Below are the records; copy exactly the stretch from the line containing "PR #4657, opened 2025-03-08" through the line containing "# From pythonutils.cmake", both ends included, and nothing else.

Provided records:
☆ ☆ ☆ ☆ ☆
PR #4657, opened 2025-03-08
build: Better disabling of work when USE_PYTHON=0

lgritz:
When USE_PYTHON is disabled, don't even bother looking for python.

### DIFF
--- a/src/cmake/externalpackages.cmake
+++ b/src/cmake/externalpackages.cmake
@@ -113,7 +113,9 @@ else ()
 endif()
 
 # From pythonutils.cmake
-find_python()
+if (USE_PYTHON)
☆ ☆ ☆ ☆ ☆
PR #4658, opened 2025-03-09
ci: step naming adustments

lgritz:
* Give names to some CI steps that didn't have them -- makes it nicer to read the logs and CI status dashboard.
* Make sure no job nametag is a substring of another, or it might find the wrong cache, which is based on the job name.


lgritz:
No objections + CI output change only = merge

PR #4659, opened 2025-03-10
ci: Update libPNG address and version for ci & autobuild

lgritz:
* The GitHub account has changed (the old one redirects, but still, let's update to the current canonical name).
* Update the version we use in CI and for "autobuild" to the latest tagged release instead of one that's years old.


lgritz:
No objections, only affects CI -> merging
☆ ☆ ☆ ☆ ☆
Reply to the task:
PR #4657, opened 2025-03-08
build: Better disabling of work when USE_PYTHON=0

lgritz:
When USE_PYTHON is disabled, don't even bother looking for python.

### DIFF
--- a/src/cmake/externalpackages.cmake
+++ b/src/cmake/externalpackages.cmake
@@ -113,7 +113,9 @@ else ()
 endif()
 
 # From pythonutils.cmake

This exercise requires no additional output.